Page 14 of Angel's Share

“Fine,” he said with a shrug and a smirk. “I’ll eat your burrito too.”

“Don’t you dare.” Aidan snagged his sweats off the floor and dragged them on as he stood. He grabbed his phone off the charger, checked for texts and emails, and, seeing none he needed to answer immediately, made a beeline to the bathroom.

When he joined Jamie back at the table, his husband was halfway through his burrito, holding it in one hand and spreading file folders across the table with the other, each folder a different color.

As he bounced on the balls of his feet.

And why had the in-room coffeemaker been in the bathroom?

He glanced past the table at the couch—a Jamie-sized dent in the cushion—then up at his husband again, his eyes caffeine wide and his long caramel-colored top strands more unruly than usual. “How long have you been at it?”

“Since four,” Jamie said around a bite. “Couldn’t sleep. Then I killed all the coffee pods. So I had to go get us some more this morning. Which fine, fuck yeah, it’s holiday blend time.” He happy danced where he was standing. “And I needed sticky notes. And then the burritos”—he pointed at the window again—“were right there.”

Yep, he was in full-on hacker mode.

“Game prep or the case?” Aidan asked as he claimed the other coffee and took a long sip. Jamie regularly traveled with the rainbow folders he lived and died by for organization, thanks to an agent they’d met in Texas. But if this had been game prep, the folders would be full of printouts. Not scribbled on yellow paper from a legal pad and sticky notes.

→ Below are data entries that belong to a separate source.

PR #418, opened 2023-04-14
chore: electrum is a url and not a socket

1010Tom:
this allows us to use domains and not just IPs.

This way we can pass in `ELECTRS_ENDPOINT=tcp://blockstream.info:110"`


holzeis (approved):
Makes sense! Thanks for fixing.

bonomat:
Tests run locally, f*ck bors 😈

PR #420, opened 2023-04-14
Feat/collab close position expired positions

### LINKED ISSUE #386: Collaboratively close position at expiry time
when the user opens the app, we should collaboratively close the position at the price at expiry time

holzeis:
resolves #386 

TODO
- [x] Set the execution price on the fake order at the time the position got closed

### DIFF
--- a/crates/ln-dlc-node/Cargo.toml
+++ b/crates/ln-dlc-node/Cargo.toml
@@ -32,7 +32,7 @@ log = "0.4.17"
 p2pd-oracle-client = { version = "0.1.0" }
 rand = "0.8.5"
 reqwest = { version = "0.11", default-features = false, features = ["json"] }
-secp256k1-zkp = { version = "0.7.0" }
+secp256k1-zkp = { version = "0.7.0", features = ["global-context"] }
 serde = "1.0.147"
 sha2 = "0.10"
 simple-wallet = "0.1.0"


coordinator/src/bin/coordinator.rs
```diff
@@ -121,13 +127,75 @@ async fn main() -> Result<()> {
...
+                        let positions = positions
+                            .into_iter()
+                            .filter(|p| {
+                                p.position_state == PositionState::Open
+                                    && OffsetDateTime::now_utc().ge(&p.expiry_timestamp)
+                            })
+                            .collect::<Vec<Position>>();
+
+                        for position in positions.iter() {
+                            tracing::debug!(%position.expiry_timestamp, "Attempting to closed expired position with {}", position.trader);
```
1010Tom: Nit: (not sure if this compiles) 

```suggestion
tracing::debug!(trader_pk=position.trader, %position.expiry_timestamp, "Attempting to close expired position");
```

coordinator/src/bin/coordinator.rs
```diff
@@ -121,13 +127,75 @@ async fn main() -> Result<()> {
...
+                                    position.trader
+                                ),
+                            }
+                        }
+                    }
+                    Err(e) => {
+                        tracing::error!("Failed to get positions. Error: {e:?}");
+                    }
+                }
+                tokio::time::sleep(Duration::from_secs(600)).await;
```
1010Tom: Any particular reason why you went with every 1 minutes?

coordinator/src/node.rs
```diff
@@ -164,26 +169,25 @@ impl Node {
...
+            position.quantity,
             leverage_long,
             leverage_short,
             position.direction,
         )?;
 
         tracing::debug!(
             "Settling position of {accept_settlement_amount} with {}",
-            trade_params.pubkey
+            position.trader.to_string()
```
1010Tom, line 190: Would be cool if we make it a habbit to move variables out of the message. This will allow us to filter the logs more easily.

coordinator/src/node.rs
```diff
@@ -53,6 +53,21 @@ pub struct Node {
 }
 
 impl Node {
+    /// Returns true or false, whether we can find an useable channel with the provider trader.
```
1010Tom, line 54: typo: 
```suggestion
     /// Returns true or false, whether we can find an useable channel with the provided trader.
```

1010Tom (approved):
Very nice. If it works, let's go

coordinator/src/bin/coordinator.rs
holzeis: well maybe we need to revisit that. We don't want that interval to be too small as not to interfere with an ongoing closure nor too big to risk not reaching the user when she is online.

holzeis:
bors retry

PR #431, opened 2023-04-16
Add welcome screen

klochowicz:
image

TODO
- [x] sending the registration info into the coordinator
- [x] storing registration info in coordinator

### DIFF
--- a/coordinator/migrations/2023-04-17-185626_create_users/up.sql
+++ b/coordinator/migrations/2023-04-17-185626_create_users/up.sql
@@ -1,0 +1,6 @@
+CREATE TABLE "users" (
+    id SERIAL PRIMARY KEY NOT NULL,
+    pubkey TEXT NOT NULL,
+    email TEXT NOT NULL,
+    nostr TEXT NOT NULL
+);
--- a/coordinator/src/db/user.rs
+++ b/coordinator/src/db/user.rs
@@ -1,0 +1,38 @@
+use coordinator_commons::RegisterParams;
+use diesel::prelude::*;
+use serde::Deserialize;
+use serde::Serialize;
+
+use crate::schema::users;
+
+#[derive(Insertable, Queryable, Identifiable, Debug, Clone, Serialize, Deserialize)]
+#[diesel(primary_key(id))]
+pub struct User {
+    #[diesel(deserialize_as = i32)]
+    pub id: Option<i32>,
+    pub pubkey: String,
+    pub email: String,
+    pub nostr: String,
+}
+
+impl From<RegisterParams> for User {
+    fn from(value: RegisterParams) -> Self {
+        User {
+            id: None,
+            pubkey: value.pubkey.to_string(),
+            email: value.email.unwrap_or("".to_owned()),
+            nostr: value.nostr.unwrap_or("".to_owned()),
+        }
+    }
+}
+
+pub fn all(conn: &mut PgConnection) -> QueryResult<Vec<User>> {
+    users::dsl::users.load(conn)
+}
+
+pub fn insert(conn: &mut PgConnection, user: User) -> QueryResult<User> {
+    let user: User = diesel::insert_into(users::table)
+        .values(&user)
+        .get_result(conn)?;
+    Ok(user)
+}
--- a/mobile/lib/features/welcome/welcome_screen.dart
+++ b/mobile/lib/features/welcome/welcome_screen.dart
@@ -1,0 +1,91 @@
+import 'package:f_logs/model/flog/flog.dart';
+import 'package:flutter/material.dart';
+import 'package:get_10101/features/wallet/wallet_screen.dart';
+import 'package:get_10101/util/preferences.dart';
+import 'package:go_router/go_router.dart';
+import 'package:get_10101/ffi.dart';
+
+class WelcomeScreen extends StatefulWidget {
+  static const route = "/welcome";
+  static const label = "Welcome";
+
+  const WelcomeScreen({Key? key}) : super(key: key);
+
+  @override
+  State<WelcomeScreen> createState() => _WelcomeScreenState();
+}
+
+class _WelcomeScreenState extends State<WelcomeScreen> {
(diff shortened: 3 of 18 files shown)


mobile/lib/main.dart
```diff
@@ -83,92 +85,116 @@ class TenTenOneApp extends StatefulWidget {
...
-                  return const SendScreen();
-                },
-              ),
-              GoRoute(
-                path: SeedScreen.subRouteName,
-                // Use root navigator so the screen overlays the application shell
-                parentNavigatorKey: _rootNavigatorKey,
+      navigatorKey: _rootNavigatorKey,
+      initialLocation: WelcomeScreen.route,
+      routes: <RouteBase>[
```
klochowicz, line 93: I have no idea why suddenly it formatted with 4 spaces instead of 2.... @bonomat is this the problem you had too recently?

mobile/lib/features/welcome/welcome_screen.dart
```diff
@@ -0,0 +1,96 @@
...
+              SizedBox(height: 10),
+              Text("Please be patient with us as we work out the rough edges."),
+              Text("Any feedback is welcome!"),
+              SizedBox(height: 10),
+              Text("Please enter your email address to continue:"),
+            ],
+          ),
+          const SizedBox(height: 20),
+          TextFormField(
+            keyboardType: TextInputType.emailAddress,
```
bonomat, line 54: No NPub support?

mobile/lib/main.dart
bonomat: No, I haven't had this problem yet 😬

mobile/lib/features/welcome/welcome_screen.dart
```diff
@@ -0,0 +1,96 @@
...
+      ),
+    );
+  }
+
+  @override
+  void initState() {
+    super.initState();
+
+    Preferences.instance.getEmailAddress().then((value) => setState(() {
+          FLog.info(text: "retrieved stored email from the preferences: $_email.");
```
bonomat, line 92: I think you want to print `value` here as `_email` is only set after the log message. 
Or move the log message down.

mobile/lib/main.dart
```diff
@@ -83,92 +85,116 @@ class TenTenOneApp extends StatefulWidget {
 }
 
 class _TenTenOneAppState extends State<TenTenOneApp> {
+  bool showOnboarding = false;
```
bonomat, line 88: 🚧
This field doesn't seem to be use anywhere?

mobile/native/src/api.rs
```diff
@@ -217,3 +217,8 @@ pub fn get_seed_phrase() -> Result<SyncReturn<Vec<String>>> {
     let seed_phrase = ln_dlc::get_seed_phrase()?;
     Ok(SyncReturn(seed_phrase))
 }
+
+pub fn register_beta(email: String) -> Result<()> {
+    tracing::debug!("Registering beta user: {}", email);
```
bonomat, line 222: Nothing is happening in here?

bonomat (changes requested):
Screenshot would have been nice :) 

> SharedPreferences package doesn't seem to be able to retrieve the email at
    startup (bug?)

On my simulator it looks like it is able to read from preferences just fine.

🚧 Am I missing something or is the email only stored on the user's phone? That won't be very useful for us. 
// edit // looks like you wanted to only post the flutter part first. Let's merge this all together please.

Here is the screenshot for others to see: 

image

mobile/lib/features/welcome/welcome_screen.dart
klochowicz: > I think you want to print `value` here as `_email` is only set after the log message.
> Or move the log message down.

omg, thank you. nothing was wrong, I just read the wrong field. 🙈

mobile/native/src/api.rs
klochowicz: yup, the goal was to put the frontend part, till the API is this PR (as it was described). 
could have left a TODO to make it more clear in code though.

klochowicz:
> Screenshot would have been nice :)
> 
> > SharedPreferences package doesn't seem to be able to retrieve the email at
> > startup (bug?)
> 
> On my simulator it looks like it is able to read from preferences just fine.
> 
> 🚧 Am I missing something or is the email only stored on the user's phone? That won't be very useful for us. // edit // looks like you wanted to only post the flutter part first. Let's merge this all together please.
> 
> Here is the screenshot for others to see:
> 
> image

I have updated review to include the backend in the same PR. Hidden this conversation as the screenshot is outdated (will keep this in mind to always send a screenshot!)

coordinator/src/db/user.rs
```diff
@@ -0,0 +1,38 @@
...
+use serde::Deserialize;
+use serde::Serialize;
+
+use crate::schema::users;
+
+#[derive(Insertable, Queryable, Identifiable, Debug, Clone, Serialize, Deserialize)]
+#[diesel(primary_key(id))]
+pub struct User {
+    #[diesel(deserialize_as = i32)]
+    pub id: Option<i32>,
```
bonomat, line 12: 👍
Nice that this works . I'll need to remember this :)

bonomat (approved):
Thanks for this. 
When do you plan to update the frontend to also support nostr pubkeys?

I think we can roll with this already though :)

coordinator/migrations/2023-04-17-185626_create_users/up.sql
```diff
@@ -0,0 +1,6 @@
+CREATE TABLE "users" (
+    id SERIAL PRIMARY KEY NOT NULL,
+    pubkey TEXT NOT NULL,
```
bonomat, line 3: We potentially could have gone with making the pubkey the id, but I guess it doesn't matter that much. :)

klochowicz:
> Thanks for this. When do you plan to update the frontend to also support nostr pubkeys?
> 
> I think we can roll with this already though :)

working on it now, just didn't want to block the release by fiddling with Flutter!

“Case,” Jamie said, as he shoved the last bite of burrito into his mouth. “I couldn’t do nothing.”

Aidan was going to ask him to consult, officially, but after the game today. Unsurprisingly, the hacker couldn’t wait. Aidan took another sip of coffee, then began peeling back the foil around his burrito. “What’ve you got?”

“Izzy,” he said, nudging the blue folder. “Angel,” the green one. “Cortez Family.” Yellow. “White.” Orange. “Parsons.” Red. “We don’t have a printer, obviously, and I wasn’t going to trust the hotel one, so it’s mostly just prelim work for you to follow up on.”

“You didn’t have to?—”

“I’m going to be tied up most of today with media, practice, the game, then media again. I needed to do something to help.” He pitched his cup in the trash can and began moving around the room, changing out of his sweats and into a suit as he talked. “Each of the folders corresponds to a file I set up on our private server. Sticky notes correspond. Everything I couldn’t print out.”

Aidan slid onto the couch and drew the folders closer, unsure where to start. “Highlights?”

“If you don’t strangle Izzy’s family, I might.”

He pulled the yellow folder closer. “Angel said they cut them off. Right about the time I stopped checking on them.”

“I don’t think it had anything to do with you.” He strode back across the room and handed Aidan his phone. “Just a sample of his uncle’s browser history then.”

Aidan didn’t need to click on the links to know where they led. The names were enough. Right-wing news outlets and podcasts. Homophobic and transphobic talking heads. Evangelical interest groups and mega churches. A fucking conversion camp.

“Fuck.” Aidan propped his elbows on the table and scrubbed his hands over his face. “He said you were hot.” A throwaway comment yesterday that Aidan hadn’t thought the least bit out of the norm, all of his family accepting, most of his friends queer, but his family, blood and found, were the exception.

“I think Izzy cut them off to protect herself and her son.” Jamie pushed the blue folder in front of him before turning and continuing to put himself together for the day. “She’s doing okay. Works too much but she’s never missed a rent payment, has a good credit score, pays for Angel’s private school, and is actually starting to save, probably for Angel’s college.”

“He’s got the grades for it?”

“In science and math. Never makes less than an A.”

Aidan reached for the green folder, reading over the lines of grades on a stray sheet of legal paper, nothing less than a B- anywhere in the rows.

“Got that from his godfathers, apparently.”

Smiling, Aidan shook his head. “Not only. His mom too. Izzy was the only reason I passed geometry.” He riffled through the other sheets of paper and notes. He didn’t see White’s or Parsons’s names anywhere, nor the names of any other criminal figures or groups Aidan knew to be associated with cargo theft. “How’d he get tangled up ferrying stolen cargo?”

“That’s what I couldn’t sort.” He swung by to reclaim his phone and pushed the orange and red folders forward. “Angel’s got no connection to White or Parsons that I found on first search.”

“What about the prior larceny? Angel said he’d been in gen pop before.”

Jamie winced, and Aidan knew he wasn’t going to like the answer. “He tried to shoplift his mom’s wedding ring from the pawn shop she sold it to.”

His stomach tumbled the egg, sausage, and coffee in it. “Fuck. Fuck!” He moved to scrub his hands over his face again, but Jamie stopped him, fingers wrapping gently around his wrists.